PR #125, opened 2024-11-20
CORE-163 end support of googleServiceAccount field

dvoet:
https://broadworkbench.atlassian.net/browse/CORE-163

The problem in the ticket stems from ECM not properly purging expired fence service account keys. And because they never get removed, ECM never gets a new one. However, ECM never returns the expired key but returns a 404 instead. This triggers a 404 in DrsHub when the googleServiceAccount field is requested which causes failures in rawls when it is validating DRS URIs and workflows when it tries to resolve.

According to https://broadworkbench.atlassian.net/browse/PREQ-28, we no longer need these keys even though they are requested. Both rawls and cromwell should be able to handle their absence because there are already cases where they don't exist (e.g. kids first which is AWS).

I think it is better to discontinue use than to fix ECM's expiration problem.

### DIFF
--- a/service/src/main/java/bio/terra/drshub/services/DrsResolutionService.java
+++ b/service/src/main/java/bio/terra/drshub/services/DrsResolutionService.java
= = = = =
Exercise: Lines that include the word "services" are to be extracted from the data above.

Answer to this exercise:
--- a/service/src/main/java/bio/terra/drshub/services/DrsResolutionService.java
+++ b/service/src/main/java/bio/terra/drshub/services/DrsResolutionService.java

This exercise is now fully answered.